▶ **YOUR TASK**:
The answer should consist of each line below that contains the word "check".

(Collected data)
[Start of Attachment]
PR #41, opened 2026-04-07
smite: Also check for Self::Target in is_timeout

ekzyis:
`ScenarioError::is_timeout` did not consider timeout errors derived from `TargetError`. This is currently not a bug, because `is_timeout` is only used to check `ping_pong` errors, and `ping_pong` always returns `ConnectionError` or `BoltError`, but it might become one.


morehouse (approved):
LGTM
[End of Attachment]
▶ **COMPLETED EXERCISE**:
smite: Also check for Self::Target in is_timeout
`ScenarioError::is_timeout` did not consider timeout errors derived from `TargetError`. This is currently not a bug, because `is_timeout` is only used to check `ping_pong` errors, and `ping_pong` always returns `ConnectionError` or `BoltError`, but it might become one.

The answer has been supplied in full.